JLK: “Yeah, the future is a funny old business… I need to think when the future stopped being the future for me (laughs)…it’s an important question these days which must be answered [laughs].

“I am not a political man, but one thing about the future, I think, as a nation in Britain is when Tony Blair came in – we looked to a future out of the grip of the Conservatives as a time of change. When, in actual fact, we were given more of the same from New Labour and, in fact, it maybe even got worse. I think many lost their faith in the future then as change never came. As always, a constant in future is change. But remember the nation’s euphoria? – the same thing happened in America with Obama too and will ultimately lead down the same road with no new dawn. Where has that elation and hope gone? It’s been ground away and we’re just left with misery, despair and credit crunches everywhere these days back in Blighty. That’s my Lilly Allen lyric there: “It’s just misery, despair/ and credit crunches everywhere” – either her or the Arctic Monkeys can have that one on me [laughs].

“I have only played parts of the new album to a few people who have visited the flat here. Every response has been amazingly positive. Weirdly, one of the weakest tracks (to my ears) is the one from the video last year and that is a stunning track. I’m raising my own bar [laughs]. I’ve just spent the last 7 or so hours working on this one track, slowly distressing the audio so that it’s at the point of breaking…The killer is that it almost brings me to tears each time I listen to it. So I’ve spent four hours on the edge of becoming a mess…strange times..

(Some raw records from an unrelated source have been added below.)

PR #2292, opened 2026-07-26
Guard the IPR013094 source_status — the field the last two PRs both missed

cmungall:
#2286 committed `check_paralog_agreement.py` because five of its six rounds hit the same defect: a claim corrected in one place and left standing in another. **The guard did not cover `source_status` on the source entity, and that field then diverged in exactly the way the guard exists to prevent — twice.**

AADACL3 kept `source_status: SOURCE_WEAK_OR_INFERRED` on `InterPro:IPR013094` where both siblings use `CIRCULAR_OR_REDUNDANT`. #2286 missed it, and so did **#2288 — the three-line PR written specifically to remove this class of divergence** — because the field sits one line below the one being fixed, so re-reading the edited block could not reveal it. A reviewer caught it both times.

## What the check enforces

For every `GO:0016787` row citing that signature:

- `source_status == CIRCULAR_OR_REDUNDANT`, matching the siblings; and
- a **named** rejection of `SOURCE_WEAK_OR_INFERRED` / `SOURCE_EVIDENCE_WEAK`, with the reason in the message — those are the specific values retracted for this row, because the recorded root cause is redundancy (which says nothing about source strength) and the α/β-hydrolase fold-3 signature is not a weak source.

Distinguishing the retracted values from a merely-different one matters: the error mode here is *reinstating the old assessment*, and a bare equality check would report that identically to a typo.

## Verification

- Added to `MUTATIONS`, so `--self-test` proves it fires: **12/12 guards demonstrably fire**.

“The track itself reminds me of something somewhere between Les Baxter and Brian Eno (or Harold Budd), but with this strange futuristic (in a bad Dr. Who way) style wobble that appears from nowhere and goes back to nowhere. There’s piano in there and it sounds totally out of tune, but somehow it works. I can’t quite work out how it does work. The title is relevant too: ‘When Did Our Dreams And Futures Drift So Far Apart ?’.